> Work to be completed: Please count the lines in the records below that include the word "Users" and report only the total.

> Source data:
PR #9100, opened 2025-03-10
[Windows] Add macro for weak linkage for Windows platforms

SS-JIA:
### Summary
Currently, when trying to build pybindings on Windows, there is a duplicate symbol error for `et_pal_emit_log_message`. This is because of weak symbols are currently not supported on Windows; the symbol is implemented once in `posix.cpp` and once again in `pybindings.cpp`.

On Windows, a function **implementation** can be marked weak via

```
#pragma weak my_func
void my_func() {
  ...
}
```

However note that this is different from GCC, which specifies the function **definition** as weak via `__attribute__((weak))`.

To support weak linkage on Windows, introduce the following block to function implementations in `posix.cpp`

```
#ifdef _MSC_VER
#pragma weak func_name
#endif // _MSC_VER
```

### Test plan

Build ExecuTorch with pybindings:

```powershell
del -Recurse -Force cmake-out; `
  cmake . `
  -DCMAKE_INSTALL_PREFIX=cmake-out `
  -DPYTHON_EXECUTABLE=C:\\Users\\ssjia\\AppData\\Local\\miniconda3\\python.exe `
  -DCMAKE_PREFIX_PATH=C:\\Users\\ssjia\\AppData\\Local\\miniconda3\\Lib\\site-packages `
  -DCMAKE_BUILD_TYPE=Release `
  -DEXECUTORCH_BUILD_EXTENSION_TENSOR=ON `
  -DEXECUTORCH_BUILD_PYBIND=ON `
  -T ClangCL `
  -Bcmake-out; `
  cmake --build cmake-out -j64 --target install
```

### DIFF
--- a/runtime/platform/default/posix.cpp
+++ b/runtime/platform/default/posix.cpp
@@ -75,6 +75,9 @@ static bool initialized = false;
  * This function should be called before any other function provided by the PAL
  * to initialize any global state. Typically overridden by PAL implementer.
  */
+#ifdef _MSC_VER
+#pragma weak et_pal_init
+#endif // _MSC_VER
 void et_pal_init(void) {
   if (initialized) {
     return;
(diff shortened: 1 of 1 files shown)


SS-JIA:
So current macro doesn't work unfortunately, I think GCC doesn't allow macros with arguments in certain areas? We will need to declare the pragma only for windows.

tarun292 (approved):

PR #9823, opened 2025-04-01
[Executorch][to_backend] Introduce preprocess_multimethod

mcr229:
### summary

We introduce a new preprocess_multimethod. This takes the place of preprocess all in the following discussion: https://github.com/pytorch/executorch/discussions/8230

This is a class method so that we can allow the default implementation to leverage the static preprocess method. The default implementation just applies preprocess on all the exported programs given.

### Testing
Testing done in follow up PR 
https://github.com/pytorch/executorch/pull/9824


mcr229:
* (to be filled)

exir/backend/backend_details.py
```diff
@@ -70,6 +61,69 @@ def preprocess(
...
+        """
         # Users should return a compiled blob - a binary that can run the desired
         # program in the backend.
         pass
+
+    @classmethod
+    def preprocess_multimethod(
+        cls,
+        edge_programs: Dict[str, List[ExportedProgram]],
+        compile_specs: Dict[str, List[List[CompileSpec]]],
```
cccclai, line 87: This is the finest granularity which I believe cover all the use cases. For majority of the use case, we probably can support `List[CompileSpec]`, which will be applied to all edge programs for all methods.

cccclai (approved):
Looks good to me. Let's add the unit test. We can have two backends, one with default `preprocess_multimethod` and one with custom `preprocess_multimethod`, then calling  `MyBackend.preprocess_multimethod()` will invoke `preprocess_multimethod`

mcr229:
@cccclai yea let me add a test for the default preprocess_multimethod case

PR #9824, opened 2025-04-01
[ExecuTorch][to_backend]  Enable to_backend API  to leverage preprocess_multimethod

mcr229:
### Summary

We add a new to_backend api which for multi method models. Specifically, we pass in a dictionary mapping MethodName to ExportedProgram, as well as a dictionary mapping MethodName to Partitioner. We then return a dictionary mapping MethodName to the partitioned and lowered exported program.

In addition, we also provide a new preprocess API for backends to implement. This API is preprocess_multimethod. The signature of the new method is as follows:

> Your solution: 3